Mark A. Chapin, Nicholas W. Brandon, Gustavo Ugueto

Shell Exploration and Production Co., Houston, Texas, U.S.A. (e-mails: [email protected], [email protected], and [email protected])

Jennifer K. Bobich, Carolyn H. Fleming

EnCana, Denver, Colorado, U.S.A. (e-mails: [email protected] and [email protected])

Gracel P. Diomampo

Baram Delta & North Sabah EOR Center, Kuala Lumpur, Malaysia (e-mail: [email protected])

Heather L. Schiller, Sheena M. Hurd

QEP Energy Resources, Denver, Colorado, U.S.A. (e-mails: [email protected] and [email protected])

ABSTRACT

The giant Pinedale gas field in the Green River Basin of Wyoming produces from a 5500 to 6000 ft (1700–1800 m) interval of Upper Cretaceous and lowermost Tertiary sediments. The reservoir comprises discontinuous, lenticular fluvial sands intercalated with overbank sand, silt, and mud. Average porosity in reservoir sandstone is <10% with permeability in the micro-Darcy range. A typical well may have 50 channel sand packages, bundled into 15 to 20 frac stages and commingled. Modeling to date has focused on the interaction of complex fluvial sand geometry with hydraulic fractures, increasing pore pressure with depth, and variable water saturation. Although natural fractures have been recognized, their demonstrable impact to production is localized.

Despite significant compaction and cementation, we can demonstrate good correspondence of core and log petrophysical properties to facies. Because of this, it is desirable to use facies to populate reservoir models. A multi-step approach was used to populate small (approximately one square mile [2.6 sq km]) “sector” models of different parts of the field. Logs were used to determine facies via neural nets and petrophysical cutoffs. Facies were distributed via object modeling, and then petrophysical properties were distributed within facies using sequential Gaussian simulation.

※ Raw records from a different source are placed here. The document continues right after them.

PR #202, opened 2021-05-28
SIDE-2143: Form like component

cshields-oliveai:
This PR:
- adds a new LDK only `Form` component
- keeps track of values changing for embedded form components
- generates a submit button for each form (not currently configurable)
- sends component state back upon `onSubmit()` for form
- allows for multiple forms to be declared (no nesting of forms)

**notes**
- Need to make sure we are compensating for updating of whispers.
- Could potentially create a new card to extend form-like behavior (configuring submit button, validation, etc)


ldk/javascript/src/types/oliveHelps/index.d.ts
```diff
@@ -424,7 +433,13 @@ declare namespace OliveHelps {
     | Telephone
     | TextInput;
 
-  type Components = Box | ChildComponents | CollapseBox;
+  type Form = Component<WhisperComponentType.Form> & {
+    children: Array<ChildComponents>;
+    onSubmit: (values: Map<string, any>) => void;
+    // TODO: Make submit button configurable
```
RusGraf, line 439: Do you still need to do this todo?

ldk/javascript/src/types/oliveHelps/index.d.ts
```diff
@@ -248,6 +248,7 @@ declare namespace OliveHelps {
     Select = 'select',
     Telephone = 'telephone',
     TextInput = 'textInput',
+    Form = 'form',
```
RusGraf, line 251: I thought this d.ts file is representation of what we could communicate to/from goja runtime. And since Form is the LDK only concept, does it needs to be here?

ldk/javascript/src/whisper/form-parser.ts
```diff
@@ -0,0 +1,33 @@
...
+  };
+
+  whisper.components.forEach((component: Components) => {
+    if (isForm(component)) {
+      // Lift form components up
+      component.children.forEach(formChild => outgoingWhisper.components.push(formChild));
+
+      // Store form state
+      const ldkForm = new LdkForm(component.children);
+      ldkForms.push(ldkForm);
```
RusGraf, line 18: Do we need to delete form from state if whisper is closed? Wondering if this potentially could cause a leak or overlap with new form.

RusGraf: Hmm, perhaps not as your state is local to the parse function. Although should we be concerned about concurrency?

ldk/javascript/src/whisper/form.ts
```diff
@@ -0,0 +1,60 @@
...
+    private isOnChangeInput(child: any): boolean {
+        return (child.onChange !== undefined && child.name !== undefined);
+    }
+
+    private isOnSelectInput(child: any): boolean {
+        return (child.onSelect !== undefined && child.name !== undefined);
+    }
+
+    private setInitialComponentState(children: Array<any>) {
+        children.forEach((child: any) => {
```
RusGraf, line 30: do you need to check for children != undefined?

ldk/javascript/src/whisper/form.ts
```diff
@@ -0,0 +1,60 @@
...
+            if (this.isOnChangeInput(child)) {
+                this.componentState = this.componentState.set(child.name, child.value);
+            } else if (this.isOnSelectInput(child)) {
+                this.componentState = this.componentState.set(child.name, child.selected);
+            }
+        });
+    }
+
+    private registerListeners(children: Array<any>) {
+        children.forEach((child: any) => {
```
RusGraf, line 40: if (children)?

ldk/javascript/src/whisper/form.ts
```diff
@@ -0,0 +1,60 @@
...
+            if (this.isOnChangeInput(child)) {
+                this.componentState = this.componentState.set(child.name, child.value);
+            } else if (this.isOnSelectInput(child)) {
+                this.componentState = this.componentState.set(child.name, child.selected);
+            }
+        });
+    }
+
+    private registerListeners(children: Array<any>) {
```
RusGraf, line 39: Should it be Array<Components> instead of any?

ldk/javascript/src/types/oliveHelps/index.d.ts
cshields-oliveai: I'll remove it and create a card for it.

ldk/javascript/src/whisper/form.ts
```diff
@@ -0,0 +1,60 @@
...
+    getComponentState(): Map<string, any> {
+        return this.componentState;
+    }
+
+    private isOnChangeInput(child: any): boolean {
+        return (child.onChange !== undefined && child.name !== undefined);
+    }
+
+    private isOnSelectInput(child: any): boolean {
+        return (child.onSelect !== undefined && child.name !== undefined);
```
RusGraf, line 26: Will it be the same to have: (!child.onSelect && !child.name); ?

ldk/javascript/src/whisper/form-parser.ts
cshields-oliveai: Good thought. Let me see if I can isolate this issue with a test.

cshields-oliveai: Do you mean concurrency between forms? I don't believe so, each `Form` component will get its own internal state representation via one of these `LdkForm` object instances.

ldk/javascript/src/whisper/form.ts
```diff
@@ -0,0 +1,60 @@
+/* eslint-disable @typescript-eslint/no-explicit-any */
+import { Components, Form, Whisper, WhisperComponentType } from '.';
+
+export class LdkForm {
+    children: Array<Components>;
```
cshields-oliveai, line 5: I do not need to store `children` here.

ldk/javascript/src/whisper/form.ts
cshields-oliveai: My function is `isOnChangeInput` so I believe I can change to `(child.onSelect && child.name)` where both need to evaluate as truthy.

ldk/javascript/src/whisper/form.ts
cshields-oliveai: I added a test to make sure of behavior with empty children collection.

ldk/javascript/src/whisper/form.ts
cshields-oliveai: This is not needed due to `.forEach`

ldk/javascript/src/whisper/form.ts
cshields-oliveai: I am not sure what you mean.

ldk/javascript/src/whisper/form.ts
cshields-oliveai: I will add another test for undefined.

ldk/javascript/src/whisper/form.ts
cshields-oliveai: Applied partway

ldk/javascript/src/types/oliveHelps/index.d.ts
richseviora: This is a good point and I think that including it here is incorrect because it implies that Goja can meaningfully do something with these fields and types, and it cannot. Best case it will ignore. Worst case it will error out.

ldk/javascript/src/types/oliveHelps/index.d.ts
```diff
@@ -313,13 +314,15 @@ declare namespace OliveHelps {
     tooltip?: string;
     value: boolean;
     onChange: WhisperHandlerWithParam<boolean>;
+    name?: string;
```
richseviora, line 317: Also drop the `name` properties from this file.

ldk/javascript/src/whisper/form.ts
richseviora: probably could express this as:
```suggestion
        children?.forEach((child: any) => {
```

ldk/javascript/src/whisper/form.ts
```diff
@@ -0,0 +1,60 @@
...
+    }
+
+    private isOnSelectInput(child: any): boolean {
+        return (child.onSelect && child.name);
+    }
+
+    private setInitialComponentState(children: Array<any>) {
+        children.forEach((child: any) => {
+            if (this.isOnChangeInput(child)) {
+                this.componentState = this.componentState.set(child.name, child.value);
```
richseviora, line 32: The `Map` object here is being mutated when `Map.set` is called. Shouldn't need to set the `componentState` property again.

ldk/javascript/src/whisper/form.ts
```diff
@@ -0,0 +1,60 @@
+/* eslint-disable @typescript-eslint/no-explicit-any */
```
richseviora, line 1: Where we're disabling a rule we should explain why we're doing it. 

Here I think we can instead set the Map's value type to `string|number|boolean`, so the signature becomes then `Map<string,string|number|boolean>`.

richseviora (changes requested):

ldk/javascript/src/types/oliveHelps/index.d.ts
cshields-oliveai: I do not disagree. I will have to create some kind of mapper to go from our LDK `NewWhisper` type to the `NewWhisper` `d.ts` contract with OH.

ldk/javascript/src/whisper/form.ts
```diff
@@ -0,0 +1,60 @@
...
+
+    constructor(children: Array<Components>) {
+        this.componentState = new Map<string, any>();
+        this.children = children;
+
+        this.setInitialComponentState(this.children);
+        this.registerListeners(this.children);
+    }
+
+    getComponentState(): Map<string, any> {
```
cshields-oliveai, line 17: I was testing this further, and I noticed that there is a race condition when retrieving the current component state upon form submission. We are not guaranteed to get `onChange()` called before we retrieve the current state for each component collection.

ldk/javascript/src/whisper/form.ts
cshields-oliveai: Removed double assignment.

ldk/javascript/src/whisper/form.ts
cshields-oliveai: Good idea. Updated.

ldk/javascript/src/whisper/whisper.test.ts
```diff
@@ -9,7 +8,7 @@ describe('Whisper', () => {
   });
 
   describe('create', () => {
-    it('Creates a whisper', () => {
+    it('creates a whisper', async () => {
```
cshields-oliveai, line 11: `async`

ldk/javascript/src/whisper/index.ts
```diff
@@ -264,6 +284,33 @@ export interface WhisperAptitude {
   create(whisper: NewWhisper): Promise<Whisper>;
 }
 
-export function create(whisper: NewWhisper): Promise<Whisper> {
-  return promisifyWithParam(whisper, oliveHelps.whisper.create);
+function addUpdateHandler(whisper: OliveHelps.Whisper): Whisper {
```
RusGraf, line 287: Will it be cleaner to have a whole 'addUpdateHandler' function to be moved to the mapper? Basically you doing a 'mapToWhisper(whisper: OliveHelps.Whisper)'

ldk/javascript/src/whisper/index.ts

Gross channel ribbons and bar objects were placed first, guided by interpolated V-shale, which is a proxy for sand correlation. Detailed facies bodies were then distributed within those elements. Because net/gross, sand thickness, sand correlation, and overbank character change throughout the section, different zones were modeled using different body dimensions in consideration of analogs.

In dynamic reservoir simulation, acceptable history matches were attained despite the architectural complexity using production data, bottom-hole pressure, production logging tools, and distributed permanent pressure gauges. These models were used to help assess incremental recovery related to increased well density.